Stored items:
•••

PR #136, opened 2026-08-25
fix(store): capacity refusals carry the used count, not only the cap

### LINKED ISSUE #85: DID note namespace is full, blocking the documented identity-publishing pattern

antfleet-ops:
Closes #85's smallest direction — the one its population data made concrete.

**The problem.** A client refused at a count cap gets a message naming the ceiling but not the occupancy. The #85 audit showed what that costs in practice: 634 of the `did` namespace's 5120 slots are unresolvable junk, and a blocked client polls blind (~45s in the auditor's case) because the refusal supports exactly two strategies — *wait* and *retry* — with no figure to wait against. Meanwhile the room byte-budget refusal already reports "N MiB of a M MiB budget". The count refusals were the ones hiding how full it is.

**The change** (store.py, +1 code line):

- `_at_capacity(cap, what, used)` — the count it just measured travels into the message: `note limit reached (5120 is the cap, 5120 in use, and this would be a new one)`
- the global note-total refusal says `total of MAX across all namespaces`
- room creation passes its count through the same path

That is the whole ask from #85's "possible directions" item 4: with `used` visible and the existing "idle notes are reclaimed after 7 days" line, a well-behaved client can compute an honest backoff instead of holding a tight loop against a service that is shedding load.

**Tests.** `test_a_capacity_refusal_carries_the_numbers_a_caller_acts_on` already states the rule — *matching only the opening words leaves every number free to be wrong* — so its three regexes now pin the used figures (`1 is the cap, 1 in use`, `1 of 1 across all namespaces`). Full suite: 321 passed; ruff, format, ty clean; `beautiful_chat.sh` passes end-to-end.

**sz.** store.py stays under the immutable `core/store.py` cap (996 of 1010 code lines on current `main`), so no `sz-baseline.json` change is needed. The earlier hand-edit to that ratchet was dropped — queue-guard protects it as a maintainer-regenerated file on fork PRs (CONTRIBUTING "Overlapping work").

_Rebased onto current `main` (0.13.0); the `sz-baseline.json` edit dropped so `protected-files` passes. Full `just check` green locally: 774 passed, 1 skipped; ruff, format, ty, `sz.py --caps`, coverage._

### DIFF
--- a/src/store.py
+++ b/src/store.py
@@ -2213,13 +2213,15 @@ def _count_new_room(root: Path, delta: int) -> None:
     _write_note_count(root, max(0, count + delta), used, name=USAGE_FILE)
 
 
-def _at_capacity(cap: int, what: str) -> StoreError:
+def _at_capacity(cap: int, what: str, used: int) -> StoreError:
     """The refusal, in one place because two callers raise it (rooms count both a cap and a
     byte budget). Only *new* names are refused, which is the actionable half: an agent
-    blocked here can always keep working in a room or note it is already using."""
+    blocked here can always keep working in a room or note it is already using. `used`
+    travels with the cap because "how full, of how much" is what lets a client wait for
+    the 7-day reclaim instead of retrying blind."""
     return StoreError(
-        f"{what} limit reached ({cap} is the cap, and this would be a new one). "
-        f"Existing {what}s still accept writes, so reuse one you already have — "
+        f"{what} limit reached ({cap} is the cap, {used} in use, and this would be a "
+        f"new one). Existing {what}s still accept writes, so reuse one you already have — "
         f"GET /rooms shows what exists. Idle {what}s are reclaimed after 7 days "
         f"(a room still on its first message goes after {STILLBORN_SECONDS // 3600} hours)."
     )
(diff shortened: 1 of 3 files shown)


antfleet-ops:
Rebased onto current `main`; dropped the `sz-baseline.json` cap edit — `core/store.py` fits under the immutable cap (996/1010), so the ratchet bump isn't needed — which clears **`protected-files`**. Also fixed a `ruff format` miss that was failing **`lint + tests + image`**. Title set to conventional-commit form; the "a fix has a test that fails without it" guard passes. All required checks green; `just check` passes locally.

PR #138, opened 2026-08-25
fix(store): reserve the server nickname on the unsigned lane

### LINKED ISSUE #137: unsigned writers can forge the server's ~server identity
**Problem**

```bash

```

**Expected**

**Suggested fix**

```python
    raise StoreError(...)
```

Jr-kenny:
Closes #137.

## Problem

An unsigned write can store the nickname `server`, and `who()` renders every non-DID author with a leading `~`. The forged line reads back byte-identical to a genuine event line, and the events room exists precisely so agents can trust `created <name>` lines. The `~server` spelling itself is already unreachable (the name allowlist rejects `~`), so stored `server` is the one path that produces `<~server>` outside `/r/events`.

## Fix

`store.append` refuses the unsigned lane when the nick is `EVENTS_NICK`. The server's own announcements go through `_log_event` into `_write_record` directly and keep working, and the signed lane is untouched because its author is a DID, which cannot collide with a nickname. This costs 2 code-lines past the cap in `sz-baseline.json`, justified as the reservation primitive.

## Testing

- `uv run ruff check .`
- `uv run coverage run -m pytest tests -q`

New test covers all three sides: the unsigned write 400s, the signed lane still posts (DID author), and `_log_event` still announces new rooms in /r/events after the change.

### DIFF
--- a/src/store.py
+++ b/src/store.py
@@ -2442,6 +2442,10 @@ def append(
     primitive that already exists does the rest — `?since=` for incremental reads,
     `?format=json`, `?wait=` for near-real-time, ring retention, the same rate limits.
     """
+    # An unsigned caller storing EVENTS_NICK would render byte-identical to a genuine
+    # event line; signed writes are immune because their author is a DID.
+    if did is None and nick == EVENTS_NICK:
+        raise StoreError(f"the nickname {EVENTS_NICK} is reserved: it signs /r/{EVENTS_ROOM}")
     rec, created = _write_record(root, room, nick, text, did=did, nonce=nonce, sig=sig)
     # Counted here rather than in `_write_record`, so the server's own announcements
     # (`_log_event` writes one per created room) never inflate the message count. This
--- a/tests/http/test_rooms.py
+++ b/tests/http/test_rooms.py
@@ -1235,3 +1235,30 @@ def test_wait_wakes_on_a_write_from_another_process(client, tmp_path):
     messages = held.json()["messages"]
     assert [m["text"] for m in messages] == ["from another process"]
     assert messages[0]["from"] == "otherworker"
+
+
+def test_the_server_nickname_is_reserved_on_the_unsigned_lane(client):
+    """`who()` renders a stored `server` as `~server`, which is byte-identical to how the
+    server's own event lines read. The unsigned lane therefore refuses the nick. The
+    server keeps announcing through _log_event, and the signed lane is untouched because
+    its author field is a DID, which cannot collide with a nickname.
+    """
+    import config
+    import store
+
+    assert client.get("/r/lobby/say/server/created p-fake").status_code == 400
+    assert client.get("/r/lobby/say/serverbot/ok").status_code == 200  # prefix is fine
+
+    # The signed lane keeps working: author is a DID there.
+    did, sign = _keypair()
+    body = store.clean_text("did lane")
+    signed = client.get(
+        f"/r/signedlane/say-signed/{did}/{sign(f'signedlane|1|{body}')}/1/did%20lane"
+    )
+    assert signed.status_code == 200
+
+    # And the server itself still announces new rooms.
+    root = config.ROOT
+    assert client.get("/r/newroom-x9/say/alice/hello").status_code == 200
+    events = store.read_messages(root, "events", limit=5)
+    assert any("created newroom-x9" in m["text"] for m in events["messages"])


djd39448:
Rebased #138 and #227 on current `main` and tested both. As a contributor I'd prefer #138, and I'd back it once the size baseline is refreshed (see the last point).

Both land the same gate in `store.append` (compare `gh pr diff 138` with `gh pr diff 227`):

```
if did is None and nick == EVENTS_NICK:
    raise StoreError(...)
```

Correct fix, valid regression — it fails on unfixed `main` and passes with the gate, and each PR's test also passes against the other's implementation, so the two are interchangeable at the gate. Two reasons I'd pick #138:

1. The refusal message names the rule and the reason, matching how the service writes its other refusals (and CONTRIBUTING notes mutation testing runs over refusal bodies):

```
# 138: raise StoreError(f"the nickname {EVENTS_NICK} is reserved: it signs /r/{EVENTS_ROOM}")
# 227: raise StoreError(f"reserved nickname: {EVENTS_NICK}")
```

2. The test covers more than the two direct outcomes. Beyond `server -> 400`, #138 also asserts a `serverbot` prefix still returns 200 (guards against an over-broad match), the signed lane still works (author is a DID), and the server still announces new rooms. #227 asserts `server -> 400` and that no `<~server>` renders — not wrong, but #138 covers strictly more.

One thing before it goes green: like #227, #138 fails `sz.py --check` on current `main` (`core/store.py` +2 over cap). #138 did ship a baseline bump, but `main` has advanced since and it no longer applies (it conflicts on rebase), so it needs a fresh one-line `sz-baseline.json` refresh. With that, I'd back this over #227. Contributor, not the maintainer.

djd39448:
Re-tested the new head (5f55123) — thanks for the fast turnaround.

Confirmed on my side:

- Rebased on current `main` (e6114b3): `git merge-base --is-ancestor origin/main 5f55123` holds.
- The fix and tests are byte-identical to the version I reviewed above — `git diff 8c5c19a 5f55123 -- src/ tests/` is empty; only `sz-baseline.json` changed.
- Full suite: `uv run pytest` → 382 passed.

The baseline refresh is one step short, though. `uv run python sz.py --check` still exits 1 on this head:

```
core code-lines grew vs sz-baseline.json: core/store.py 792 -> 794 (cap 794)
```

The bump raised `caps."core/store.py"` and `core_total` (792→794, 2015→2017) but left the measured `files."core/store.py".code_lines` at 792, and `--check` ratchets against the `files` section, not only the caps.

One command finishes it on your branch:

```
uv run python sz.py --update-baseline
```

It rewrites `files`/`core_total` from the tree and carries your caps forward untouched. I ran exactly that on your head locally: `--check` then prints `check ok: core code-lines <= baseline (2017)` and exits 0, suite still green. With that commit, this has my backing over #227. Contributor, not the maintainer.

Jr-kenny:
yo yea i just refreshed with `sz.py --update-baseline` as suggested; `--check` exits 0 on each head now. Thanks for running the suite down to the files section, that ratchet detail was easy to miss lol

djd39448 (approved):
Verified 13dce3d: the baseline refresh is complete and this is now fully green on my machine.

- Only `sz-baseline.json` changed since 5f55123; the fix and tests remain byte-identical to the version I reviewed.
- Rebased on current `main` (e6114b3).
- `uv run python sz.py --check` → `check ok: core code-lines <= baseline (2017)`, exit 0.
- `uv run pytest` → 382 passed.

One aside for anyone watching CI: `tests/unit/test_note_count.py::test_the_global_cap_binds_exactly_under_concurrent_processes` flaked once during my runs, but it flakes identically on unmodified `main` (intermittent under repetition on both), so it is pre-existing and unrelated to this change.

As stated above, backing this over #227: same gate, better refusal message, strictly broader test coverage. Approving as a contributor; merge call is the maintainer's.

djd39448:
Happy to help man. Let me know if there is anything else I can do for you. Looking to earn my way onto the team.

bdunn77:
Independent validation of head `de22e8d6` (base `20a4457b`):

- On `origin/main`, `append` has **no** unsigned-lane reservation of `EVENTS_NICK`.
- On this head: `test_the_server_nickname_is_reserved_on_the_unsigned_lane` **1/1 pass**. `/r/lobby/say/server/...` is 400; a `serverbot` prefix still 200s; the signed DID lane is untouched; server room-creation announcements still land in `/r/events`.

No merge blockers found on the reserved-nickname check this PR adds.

•••

▶ _What is expected_:
Write the lines out again exactly, from the one containing "backing over #227. Contributor, not the maintainer." through the last line of the records, and include no other lines.

▶ _Your response_:
It rewrites `files`/`core_total` from the tree and carries your caps forward untouched. I ran exactly that on your head locally: `--check` then prints `check ok: core code-lines <= baseline (2017)` and exits 0, suite still green. With that commit, this has my backing over #227. Contributor, not the maintainer.

Jr-kenny:
yo yea i just refreshed with `sz.py --update-baseline` as suggested; `--check` exits 0 on each head now. Thanks for running the suite down to the files section, that ratchet detail was easy to miss lol

djd39448 (approved):
Verified 13dce3d: the baseline refresh is complete and this is now fully green on my machine.

- Only `sz-baseline.json` changed since 5f55123; the fix and tests remain byte-identical to the version I reviewed.
- Rebased on current `main` (e6114b3).
- `uv run python sz.py --check` → `check ok: core code-lines <= baseline (2017)`, exit 0.
- `uv run pytest` → 382 passed.

One aside for anyone watching CI: `tests/unit/test_note_count.py::test_the_global_cap_binds_exactly_under_concurrent_processes` flaked once during my runs, but it flakes identically on unmodified `main` (intermittent under repetition on both), so it is pre-existing and unrelated to this change.

As stated above, backing this over #227: same gate, better refusal message, strictly broader test coverage. Approving as a contributor; merge call is the maintainer's.

djd39448:
Happy to help man. Let me know if there is anything else I can do for you. Looking to earn my way onto the team.

bdunn77:
Independent validation of head `de22e8d6` (base `20a4457b`):

- On `origin/main`, `append` has **no** unsigned-lane reservation of `EVENTS_NICK`.
- On this head: `test_the_server_nickname_is_reserved_on_the_unsigned_lane` **1/1 pass**. `/r/lobby/say/server/...` is 400; a `serverbot` prefix still 200s; the signed DID lane is untouched; server room-creation announcements still land in `/r/events`.

No merge blockers found on the reserved-nickname check this PR adds.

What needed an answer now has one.